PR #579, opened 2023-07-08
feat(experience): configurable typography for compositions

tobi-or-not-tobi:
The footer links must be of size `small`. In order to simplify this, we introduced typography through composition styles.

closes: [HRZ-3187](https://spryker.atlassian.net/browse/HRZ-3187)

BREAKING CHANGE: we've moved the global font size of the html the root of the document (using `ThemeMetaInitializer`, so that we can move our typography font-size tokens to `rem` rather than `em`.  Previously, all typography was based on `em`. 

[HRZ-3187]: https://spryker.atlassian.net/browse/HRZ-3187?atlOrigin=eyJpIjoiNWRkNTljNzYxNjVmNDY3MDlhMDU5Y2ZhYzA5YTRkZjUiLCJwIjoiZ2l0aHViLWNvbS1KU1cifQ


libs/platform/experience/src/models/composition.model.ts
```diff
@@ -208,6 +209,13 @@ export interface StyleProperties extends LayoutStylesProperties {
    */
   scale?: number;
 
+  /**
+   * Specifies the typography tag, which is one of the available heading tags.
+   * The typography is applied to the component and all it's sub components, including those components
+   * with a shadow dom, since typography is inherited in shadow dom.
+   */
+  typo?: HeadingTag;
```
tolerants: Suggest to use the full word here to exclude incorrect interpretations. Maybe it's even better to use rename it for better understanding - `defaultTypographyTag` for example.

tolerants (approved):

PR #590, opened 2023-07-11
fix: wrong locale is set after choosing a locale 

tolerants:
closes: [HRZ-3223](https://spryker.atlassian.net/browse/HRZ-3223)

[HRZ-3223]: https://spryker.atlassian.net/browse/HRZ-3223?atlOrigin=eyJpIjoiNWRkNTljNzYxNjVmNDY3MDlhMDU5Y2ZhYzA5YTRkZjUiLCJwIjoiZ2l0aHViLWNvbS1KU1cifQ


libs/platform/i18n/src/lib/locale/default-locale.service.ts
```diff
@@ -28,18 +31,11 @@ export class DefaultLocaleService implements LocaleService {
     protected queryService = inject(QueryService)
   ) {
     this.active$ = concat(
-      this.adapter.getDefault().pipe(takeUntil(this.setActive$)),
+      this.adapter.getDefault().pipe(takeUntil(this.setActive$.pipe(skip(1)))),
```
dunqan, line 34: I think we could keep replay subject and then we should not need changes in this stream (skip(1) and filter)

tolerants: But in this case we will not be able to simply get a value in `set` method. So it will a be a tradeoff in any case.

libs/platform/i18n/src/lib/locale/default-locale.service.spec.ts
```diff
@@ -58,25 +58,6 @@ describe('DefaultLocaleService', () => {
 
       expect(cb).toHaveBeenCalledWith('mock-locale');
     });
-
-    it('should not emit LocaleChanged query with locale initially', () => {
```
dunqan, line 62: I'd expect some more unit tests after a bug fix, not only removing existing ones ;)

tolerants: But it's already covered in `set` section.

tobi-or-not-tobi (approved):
──────────────────────────────
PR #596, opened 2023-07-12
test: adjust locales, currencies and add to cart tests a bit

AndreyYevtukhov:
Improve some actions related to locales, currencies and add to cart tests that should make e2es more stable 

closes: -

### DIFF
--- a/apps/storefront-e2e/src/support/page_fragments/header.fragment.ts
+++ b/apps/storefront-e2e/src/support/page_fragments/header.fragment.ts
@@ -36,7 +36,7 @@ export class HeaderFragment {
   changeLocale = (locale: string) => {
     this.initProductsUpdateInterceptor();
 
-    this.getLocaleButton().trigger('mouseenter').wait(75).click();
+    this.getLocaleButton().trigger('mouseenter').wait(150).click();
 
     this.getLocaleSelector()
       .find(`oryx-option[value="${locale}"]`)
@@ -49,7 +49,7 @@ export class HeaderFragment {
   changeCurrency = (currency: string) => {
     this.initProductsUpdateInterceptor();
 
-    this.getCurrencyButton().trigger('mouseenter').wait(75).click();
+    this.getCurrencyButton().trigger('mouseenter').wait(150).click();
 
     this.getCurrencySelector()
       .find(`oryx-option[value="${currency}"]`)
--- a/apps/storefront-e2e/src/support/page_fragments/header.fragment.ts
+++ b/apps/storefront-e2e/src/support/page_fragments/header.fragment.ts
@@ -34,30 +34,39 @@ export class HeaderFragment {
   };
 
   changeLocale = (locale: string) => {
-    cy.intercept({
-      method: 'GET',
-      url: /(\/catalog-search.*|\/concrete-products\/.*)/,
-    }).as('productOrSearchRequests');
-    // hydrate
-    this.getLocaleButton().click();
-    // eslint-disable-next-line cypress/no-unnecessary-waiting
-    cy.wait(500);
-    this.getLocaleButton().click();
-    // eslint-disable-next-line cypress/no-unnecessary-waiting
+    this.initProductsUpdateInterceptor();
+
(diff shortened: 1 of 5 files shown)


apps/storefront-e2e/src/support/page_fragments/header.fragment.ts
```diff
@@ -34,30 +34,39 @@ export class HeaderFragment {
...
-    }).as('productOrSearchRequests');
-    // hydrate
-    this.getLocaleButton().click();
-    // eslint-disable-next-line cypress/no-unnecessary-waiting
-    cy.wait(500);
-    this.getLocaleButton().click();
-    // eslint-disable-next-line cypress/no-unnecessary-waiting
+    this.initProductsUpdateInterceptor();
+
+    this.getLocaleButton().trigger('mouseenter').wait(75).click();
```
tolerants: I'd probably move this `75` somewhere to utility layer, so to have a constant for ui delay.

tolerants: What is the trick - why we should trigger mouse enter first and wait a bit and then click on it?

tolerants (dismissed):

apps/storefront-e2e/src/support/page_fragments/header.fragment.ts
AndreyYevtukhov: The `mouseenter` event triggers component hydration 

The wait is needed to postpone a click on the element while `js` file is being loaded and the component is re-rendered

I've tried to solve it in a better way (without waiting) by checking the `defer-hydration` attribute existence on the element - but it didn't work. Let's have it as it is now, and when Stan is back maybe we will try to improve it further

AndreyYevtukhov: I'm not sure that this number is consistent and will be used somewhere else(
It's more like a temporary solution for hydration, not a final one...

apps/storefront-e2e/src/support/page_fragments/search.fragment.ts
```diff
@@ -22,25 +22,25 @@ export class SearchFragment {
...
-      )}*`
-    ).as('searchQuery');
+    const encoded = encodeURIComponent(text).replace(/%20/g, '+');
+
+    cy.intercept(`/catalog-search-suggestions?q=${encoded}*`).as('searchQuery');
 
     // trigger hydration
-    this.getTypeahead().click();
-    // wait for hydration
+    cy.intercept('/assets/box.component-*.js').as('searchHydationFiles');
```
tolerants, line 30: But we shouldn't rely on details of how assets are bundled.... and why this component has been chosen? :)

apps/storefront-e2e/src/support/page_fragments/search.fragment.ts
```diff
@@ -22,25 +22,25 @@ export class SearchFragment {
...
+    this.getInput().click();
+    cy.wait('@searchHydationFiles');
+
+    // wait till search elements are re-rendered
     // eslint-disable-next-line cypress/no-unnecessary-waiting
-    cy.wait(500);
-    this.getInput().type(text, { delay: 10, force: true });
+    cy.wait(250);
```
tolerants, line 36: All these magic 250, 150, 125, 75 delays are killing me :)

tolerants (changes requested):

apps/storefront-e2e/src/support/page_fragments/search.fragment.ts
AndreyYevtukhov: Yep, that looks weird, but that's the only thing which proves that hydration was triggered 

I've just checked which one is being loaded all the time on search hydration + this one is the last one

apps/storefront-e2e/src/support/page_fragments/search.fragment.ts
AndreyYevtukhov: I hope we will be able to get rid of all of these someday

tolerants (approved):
──────────────────────────────
-- INSTRUCTIONS TO FOLLOW --
From the records above, tally every line that includes the word "takeUntil" and reply with the total by itself.

-- SOLUTION --
2